PR #19653, opened 2026-02-13
[WFLY-21469] ContextProxyInvocationHandler should unwrap InvocationTa…

emmartins:
…rgetException

Issue: https://issues.redhat.com/browse/WFLY-21469

Note: this fix is in Concurro 3.1, see https://github.com/eclipse-ee4j/glassfish-concurro/blob/3.1.x/src/main/java/org/glassfish/concurro/internal/ContextProxyInvocationHandler.java#L84 , so no need to add it to wildfly-concurrency-impl-31

### DIFF
--- a/testsuite/integration/basic/src/test/java/org/jboss/as/test/integration/ee/concurrent/ContextualProxyExceptionUnwrapBean.java
+++ b/testsuite/integration/basic/src/test/java/org/jboss/as/test/integration/ee/concurrent/ContextualProxyExceptionUnwrapBean.java
@@ -1,0 +1,48 @@
+/*
+ * Copyright The WildFly Authors
+ * SPDX-License-Identifier: Apache-2.0
+ */
+
+package org.jboss.as.test.integration.ee.concurrent;
+
+import static org.junit.Assert.fail;
+
+import jakarta.annotation.Resource;
+import jakarta.ejb.Stateless;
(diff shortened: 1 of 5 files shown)


bstansberry (approved):

bstansberry (changes requested):
The glow discovery stuff in testsuite/integration/basic/pom.xml will need to be updated to fix the CI failure with slimmed servers.

I don't know if using @EJB instead of @Inject would remove the need for that.

testsuite/integration/basic/src/test/java/org/jboss/as/test/integration/ee/concurrent/ContextualProxyExceptionUnwrapBean.java
```diff
@@ -0,0 +1,49 @@
...
+ * SPDX-License-Identifier: Apache-2.0
+ */
+
+package org.jboss.as.test.integration.ee.concurrent;
+
+import jakarta.annotation.Resource;
+import jakarta.ejb.Stateless;
+import jakarta.enterprise.concurrent.ContextService;
+
+import static org.junit.Assert.fail;
```
bstansberry: import static goes first

emmartins:
retest please

bstansberry (approved):

bstansberry:
Thanks @emmartins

▶ _What you should do_: Within the material above, show every line that includes "ContextualProxyExceptionUnwrapBean".

▶ _Problem solution_:
--- a/testsuite/integration/basic/src/test/java/org/jboss/as/test/integration/ee/concurrent/ContextualProxyExceptionUnwrapBean.java
+++ b/testsuite/integration/basic/src/test/java/org/jboss/as/test/integration/ee/concurrent/ContextualProxyExceptionUnwrapBean.java
testsuite/integration/basic/src/test/java/org/jboss/as/test/integration/ee/concurrent/ContextualProxyExceptionUnwrapBean.java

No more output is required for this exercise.